What to produce
Search the material for the string "real" and copy each line where it occurs.

Provided information

PR #75, opened 2021-04-13
`RecommendedCutoffMixin`: Add support for `aiida-pseudo>=0.4.0` families

mbercx:
Currently, pseudo families installed with `aiida-pseudo>=0.4.0` will
fail to work with the new API features in two ways, both related to the
addition of units for the recommended cutoffs:

* `delete_cutoffs` expects the units to be stored in the
`'_cutoffs_unit'` extras dictionary. Simply adding `None` as a default
to return in the `.pop()` call fixes this issue.
* `get_cutoffs_unit` will return a `KeyError` since the previously
configured stringencies did not include units. Here we can add an `if`
clause that check if the requested stringency _does_ have its cutoffs
set. Since the default unit was and is `eV`, we set this as the new unit
for the stringency. From then on the pseudo family will be "fixed".

Note: families installed with `aiida-pseudo<=0.3.0` will still cause
problems since the units for the recommended cutoffs were set to
eV in v0.4.0.

### DIFF
--- a/aiida_pseudo/groups/mixins/cutoffs.py
+++ b/aiida_pseudo/groups/mixins/cutoffs.py
@@ -257,8 +257,10 @@ class RecommendedCutoffMixin:
         except KeyError as exception:
             # Workaround to deal with pseudo families installed in v0.5.0 - Set default unit in case it is not in extras
             if stringency in self.get_cutoff_stringencies():
-                self.set_cutoffs(self.get_cutoffs(stringency), stringency, unit=self.DEFAULT_UNIT)
-                return self.DEFAULT_UNIT
+                cutoffs_unit_dict = self._get_cutoffs_unit_dict()
+                cutoffs_unit_dict[stringency] = 'eV'
+                self.set_extra(self._key_cutoffs_unit, cutoffs_unit_dict)
+                return 'eV'
             # End of workaround
             raise ValueError(f'stringency `{stringency}` is not defined for this family.') from exception
 
--- a/aiida_pseudo/groups/mixins/cutoffs.py
+++ b/aiida_pseudo/groups/mixins/cutoffs.py
@@ -211,7 +211,7 @@ class RecommendedCutoffMixin:
         cutoffs_dict.pop(stringency)
 
         cutoffs_unit_dict = self._get_cutoffs_unit_dict()
-        cutoffs_unit_dict.pop(stringency)
+        cutoffs_unit_dict.pop(stringency, None)  # `None` is added to support pseudo families installed with v0.5.0
 
         self.set_extra(self._key_cutoffs, cutoffs_dict)
         self.set_extra(self._key_cutoffs_unit, cutoffs_unit_dict)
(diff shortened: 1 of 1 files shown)


mbercx:
Note that these workaround can be temporary, since if the user actually uses the `get_cutoffs_unit` method at some point (directly or indirectly), the default unit (eV) will be added to the pseudo family.

mbercx:
@sphuber If you agree with adding these workarounds, I'll also open an issue on removing them so we don't forget.

aiida_pseudo/groups/mixins/cutoffs.py
```diff
@@ -255,6 +255,11 @@ def get_cutoffs_unit(self, stringency: str = None) -> str:
         try:
             return self._get_cutoffs_unit_dict()[stringency]
         except KeyError as exception:
+            # Workaround to deal with pseudo families installed in v0.5.0 - Set default unit in case it is not in extras
+            if stringency in self.get_cutoff_stringencies():
+                self.set_cutoffs(self.get_cutoffs(stringency), stringency, unit=self.DEFAULT_UNIT)
```
sphuber, line 260: The cutoffs should already be set here and we are merely adding the unit, which should be `eV`. I would make this more explicit and actually hardcode `eV` instead of `self.DEFAULT_UNIT` in the case this changes in the future. Additionally, maybe we should just do
```
cutoffs_unit_dict = self._get_cutoffs_unit_dict()
cutoffs_unit_dict[stringency] = 'eV'
self.set_extra(self._key_cutoffs_unit, cutoffs_unit_dict)
```
It is maybe more lines, but it is showing more explicitly what we are doing. We don't need to set the cutoffs, just the unit, which was missing

aiida_pseudo/groups/mixins/cutoffs.py
```diff
@@ -255,6 +255,11 @@ def get_cutoffs_unit(self, stringency: str = None) -> str:
...
+                return self.DEFAULT_UNIT
```
sphuber, line 261:
```suggestion
                return 'eV'
```

sphuber (changes requested):
Thanks a lot @mbercx . I looked a bit through the rest of the changes in the upcoming release and I think  this should be mostly it. Just have a suggestion on implementation to make it more explicit and future proof.

sphuber:
> If you agree with adding these workarounds, I'll also open an issue on removing them so we don't forget.

Good to add an issue, but the tricky part will be deciding `when` we can remove it. Consider the example where someone is running `aiida-pseudo==0.5.0` now and installed some families. They work with this version and not until a long time do they decide to upgrade and most likely will upgrade to the latest version. If that version happens to have removed the workaround, they will run into the exception. This shows that in principle we can never know when it is safe to remove them since we don't know when "everyone" that was on v0.5 will have upgraded to a newer version with the implicit data migration.

sphuber:
> Indeed. v1.0.0 seems like a reasonable choice, but that might still be a long ways off. Still, better to have a bit of nastiness for some time that fixes the issue for most people in our massive user base ;).

Haha, still I wouldn't underestimate it. "Everyone" running `aiida-quantumespresso` and `aiida-abinit` will be affected and especially for QE there are now quite some users. Anyway, I think this workaround is not that invasive and is more than fine to keep in given the benefits it provides. No rush to get it out either.

Final thing, you verified that this then works with existing installations of `aiida-quantumespresso`? If so, I will approve merge and update the release. I think we are then ready for a release, arent we?

mbercx:
> Final thing, you verified that this then works with existing installations of `aiida-quantumespresso`? If so, I will approve merge and update the release. I think we are then ready for a release, arent we?

I opened a PR for providing support for `aiida-pseudo==0.6.0` in `aiida-quantumespresso`:

https://github.com/aiidateam/aiida-quantumespresso/pull/671

And tested the `get_builder_from_protocol()` method using both pseudos installed with `aiida-pseudo` v0.5.0 and this branch (reverting back to this branch after installing with v0.5.0). Both tests worked, so I think we're good to go!

sphuber (approved):
Love me a good ol' workaround for backwards compatibility

PR #403, opened 2018-05-23
Paper: Safe handling instructions for missing data

deniederhut:


msarahan:
This is a really good overview of the subject with a lot of helpful links.  It would be more relatable if you could point at real-world example datasets (or just mention real-world fields) that demonstrate the missing data pathologies that people may encounter, and thus where they should start looking closer at your sources on what to do next.

ghost:
well thought paper. As like previous reviewer, I felt the similar probably requires real world data to signify the importance and provide the value to the researchers.

msarahan:
Nice.  I like the addition.  It's a good discussion of why a given categorization of missing data would apply.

Solution to this task
This is a really good overview of the subject with a lot of helpful links.  It would be more relatable if you could point at real-world example datasets (or just mention real-world fields) that demonstrate the missing data pathologies that people may encounter, and thus where they should start looking closer at your sources on what to do next.
well thought paper. As like previous reviewer, I felt the similar probably requires real world data to signify the importance and provide the value to the researchers.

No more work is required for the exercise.